Nathalie Boutiau, Ainsi court le chemin, récit,préface de Marcel Voisin, éd.Academia, 2020, 110 p., 12,50

Dès le titre, une image très judicieuse et surtout très juste: le chemin, c’est celui qu’une tradition toujours pionnière, des parents aux enfants, trace à travers le temps, le vie, l’histoire, avec un grand ou un petit h.

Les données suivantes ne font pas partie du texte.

PR #788, opened 2026-09-14
fix(mqtt): validate placeholder reservation in startSubscriber before…

### LINKED ISSUE #770: mqtt: startSubscriber installs into the map unconditionally — Delete/Shutdown racing an in-flight start leaks a live subscriber
Found while reviewing #766 (the RestartSubscription TOCTOU fix for #301). Pre-existing; it affects `StartSubscription` on `main` today and `RestartSubscription` after #766 in the same way.

## Problem

`startSubscriber` (`internal/mqtt/manager.go:481`) connects to the broker and then installs the live subscriber into the map unconditionally (`manager.go:495`):

```go
if err := subscriber.Start(); err != nil { return err }
m.mu.Lock()
m.subscribers[sub.ID] = subscriber
m.mu.Unlock()
```

The nil-placeholder protocol reserves the slot before this, but nothing checks the reservation is still there when the install happens. Two operations can remove it in between:

- `Delete` (`manager.go:309`) removes the placeholder and deletes the DB row while `Start()` is still connecting. The install then lands a running subscriber for a subscription that no longer exists. It keeps consuming a broker connection and writing into the arrow buffer until process shutdown; `GetAllStats` never lists it because it iterates DB rows.
- `Shutdown` skips nil placeholders and replaces the map with a fresh one. An in-flight start then installs a live subscriber into the new map after shutdown has "completed", and nothing stops it.

## Suggested fix

Make the install a compare-and-swap on the placeholder:

```go
m.mu.Lock()
cur, reserved := m.subscribers[sub.ID]
if !reserved || cur != nil {
    m.mu.Unlock()
    _ = subscriber.Stop()
    return ErrSubscriptionNotRunning // slot was released (deleted/shut down) during start
}
m.subscribers[sub.ID] = subscriber
m.mu.Unlock()
```

`Start()` on the auto-start path calls `startSubscriber` without reserving a slot first, so it would need to reserve (or the check would need to allow "absent" only for that caller). Regression tests: inject a placeholder, call `startSubscriber` after removing it, assert the new subscriber is stopped and not installed.

Thundercloud12:
Fixes #770

## Problem

`startSubscriber` connects to the MQTT broker outside the manager lock and then unconditionally installs the running subscriber into `m.subscribers`:

```go
if err := subscriber.Start(); err != nil {
    return err
}

m.mu.Lock()
m.subscribers[sub.ID] = subscriber
m.mu.Unlock()
```

While `subscriber.Start()` performs network I/O, other operations can remove or invalidate the slot reservation.

### 1. `Delete(ctx, id)`

`Delete` can remove the `nil` placeholder and the corresponding SQLite record. When `startSubscriber` completes, it would still install the running subscriber into the map.

This creates an **orphaned subscriber** with no corresponding database record. It continues running indefinitely and cannot be stopped through the API.

### 2. `Shutdown(ctx)`

`Shutdown` skips `nil` placeholders and replaces `m.subscribers` with a fresh empty map.

If `startSubscriber` completes after this point, it installs the running subscriber into the newly initialized map of an already shut-down manager.

### 3. Boot-time auto-start

`Start(ctx)` was calling `startSubscriber` without first reserving the subscriber's slot with a `nil` placeholder, making the startup path inconsistent with the normal subscription flow.

### 1. Compare-and-Swap in `startSubscriber`

Before installing the running subscriber, `startSubscriber` now verifies that its reservation is still valid while holding the manager lock:

```go
m.mu.Lock()

cur, reserved := m.subscribers[sub.ID]
if !reserved || cur != nil {
    m.mu.Unlock()
    _ = subscriber.Stop()
    return ErrSubscriptionNotRunning
}

m.subscribers[sub.ID] = subscriber
m.mu.Unlock()
```

This handles the possible race conditions:

* `reserved == false` — the reservation was removed by `Delete` or `Shutdown`.
* `cur != nil` — another subscriber already occupies the slot.
* In either case, the newly started subscriber is immediately stopped to close the broker connection and prevent resource leaks.

### 2. Uniform Reservation in `Start(ctx)`

Boot-time auto-start now reserves the subscriber slot before calling `startSubscriber`:

```go
m.subscribers[sub.ID] = nil
```

If startup fails, the placeholder is cleaned up:

```go
delete(m.subscribers, sub.ID)
```

This keeps the startup path consistent with normal subscriber creation and ensures failed auto-starts do not leave stale reservations.

### 3. Release Notes

Added an entry to `RELEASE_NOTES_2026.09.2.md` referencing #770.

## Tests

Added `newMockMQTTBroker` to `internal/mqtt/manager_test.go`.

The mock broker uses a sub-millisecond in-process TCP listener to handle the required MQTT control packets.

### Added tests

* `TestManager_StartSubscriber_AbortsIfReservationDeleted`

  * Verifies that `startSubscriber` aborts when its reservation has been removed.
  * Verifies that the subscriber is stopped.
  * Verifies that no orphaned subscriber is installed into the map.

* `TestManager_StartSubscriber_AbortsIfReservationReplaced`

  * Verifies that `startSubscriber` aborts when the reserved slot is already occupied.
  * Verifies that the existing subscriber remains unchanged.

* `TestManager_Start_PlaceholderCleanedOnFailure`

  * Verifies that failed boot-time auto-starts release their reserved slot.
  * Verifies that the subscription is recorded with an error status.

## Verification

The following test suites pass successfully:

```bash
go test -race ./internal/mqtt/...
go test ./internal/api/...
```


Thundercloud12:
@xe-nvdk as you told applied the suggested fix also ensured whoever calls start subscriber now follows this updated thing!

xe-nvdk (changes requested):
Thanks — this is the fix #770 asked for, and the in-process broker is a genuinely useful addition: it lets the tests drive a real `Subscriber.Start()` instead of injecting state, and it held up across five `-race` runs of the whole package. Verified on your head: both compare-and-swap tests fail on `main` (`expected ErrSubscriptionNotRunning, got <nil>`) and pass here, gofmt and vet are clean, and CI is green. Two small things before merge, one of them prose:

**1. `Start` now overwrites whatever is in the slot.** The new reservation in the auto-start loop is `m.subscribers[sub.ID] = nil` unconditionally. Today nothing can be there, because the HTTP listener starts long after `mqttManager.Start` returns (`cmd/arc/main.go:1137` vs `:3694`), so this is not reachable. But this PR exists to make "never install over a slot you don't own" a local invariant, and the boot path should honour it too. Reserve only when the key is absent, and skip with a log line otherwise:

```go
m.mu.Lock()
if _, exists := m.subscribers[sub.ID]; exists {
	m.mu.Unlock()
	m.logger.Warn().Str("id", sub.ID).Msg("Auto-start skipped: subscription already starting or running")
	continue
}
m.subscribers[sub.ID] = nil
m.mu.Unlock()
```

A one-line test (pre-install a subscriber, call `Start`, assert it is untouched) pins it. Note `TestManager_Start_PlaceholderCleanedOnFailure` passes on `main` too, since the old `Start` never reserved anything; it is a guard for the cleanup, not a regression test, which is fine, just worth knowing.

**2. Release note.** Two fixes: move the entry to the top of `## Bug fixes` (the section is newest-first; you put it next to #766, which is a reasonable instinct, but consistency wins), and the credit line needs the PR link: `Contributed by [@Thundercloud12](https://github.com/Thundercloud12) in [#788](https://github.com/Basekick-Labs/arc/pull/788).`

For the record, what I traced and am fine with: the CAS abort returning `ErrSubscriptionNotRunning` flows into `StartSubscription`'s existing failure path (placeholder delete is a no-op after `Delete` or `Shutdown` removed it; the status write is harmless), `RestartSubscription`'s deferred cleanup only deletes a nil, and stopping the just-connected subscriber on abort is the right call even though it costs the one-second disconnect quiesce you see in the "replaced" test's timing. The ordering `Delete` → row gone → any later `StartSubscription` fails at `repo.Get` means the "slot re-reserved by someone else while I was connecting" case cannot install two subscribers.

Thanks for picking #770 up so quickly.

xe-nvdk (approved):
Second pass on 733aca4. Both points are in. Approving.

- **Auto-start no longer overwrites a held slot.** It reserves only when the key is absent and logs a Warn otherwise, and `TestManager_Start_SkipsExistingSubscriber` pins it by pre-installing a subscriber and asserting the same pointer survives `Start`. The compare-and-swap in `startSubscriber` is unchanged from the round I traced.
- **Release note** is at the top of Bug fixes with the PR link.
- Verified on your head: gofmt and vet clean, and the mqtt suite three times under `-race` with your in-process broker, all green.

One thing I did on your branch: `main` moved again after your rebase, so the note conflicted positionally. I merged `main` into `fix/mqtt-start-subscriber-cas` (4da8361, a merge commit, no rewrite), kept your entry on top, verified the merged tree, and pushed. Pull before pushing again.

Nit for another day: the new test writes `mgr.subscribers[sub.ID] = existingSub` without taking `mgr.mu`, unlike its neighbours. Harmless in a single-goroutine test, but matching the pattern keeps `-race` meaningful if someone later adds concurrency around it.

Merges when CI on the merge commit is green. Thank you — #766, #767 and now #770 closed in two days, and the mock broker will keep paying for itself.

xe-nvdk:
Merging — thank you @Thundercloud12. Three MQTT fixes in two days, and the in-process broker will keep paying for itself. README credit follows.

Il est vrai que Nathalie Boutiau a le don des images justes, des métaphores qui vous font pénétrer au coeur des êtres et des choses. Ainsi, comme un fil d’or tout au long de ce récit à la fois sensible et discret, l’échange des rôles entre le père et la fille: cette petite fille sur laquelle il veillait, qu’il tenait par la main, c’est elle à présent qui prend soin de son linge, de son corps. Le récit ne se perd jamais en des considérations générales qui ne seraient que des vues de l’esprit: il s’ancre toujours dans le concret, dans le physique, et c’est bien ainsi que vont les choses de la vie. Mais écoutons la plutôt:

p.17: Aussi devrait-il y avoir quelque part dans une armoire oubliée un parfum d’enfance qui nous plonge dans le passé. p.19: Car il y a des petites choses très discrètes qui ne portent pas de nom et c’est déjà beaucoup.p.24: Je n’ai jamais appris à habiller mon père Il y a dans ces gestes pour lui une douceur que je ne sais nommer. Le moindre mouvement se fait lentement avec cette peur incontrôlable de ne pas y arriver. Sous nos peau qui se touchent coule le même sang. Nous sommes, lui et moi, au plus nu de cet instant de grâce que nous seuls comprenons. C’est intime et particulier.Et plus loin, à la même page: Mon père se plaint quelquefois.d’avoir froid. Son corps, alors, me renvoie l’image d’une petite chose très fragile et précieuse sur laquelle il faut veiller. Le toucher, c’est comme toucher quelqu’un qui serait sans défense Et je sais qu’il n’est pas malade A moins que la vieillesse soit considérée comme un mal à soigner? et dans la suite, p.25:  Papa me regarde faire comme le ferait un petit enfant. Il est toujours assis sur le lit, les mains croisées sur son pantalon. Dans ses yeux dansent encore des étoiles. Ce temps donné est une offrande faite à la vie, une promesse d’amour intime et silencieuse que nous nous accordons.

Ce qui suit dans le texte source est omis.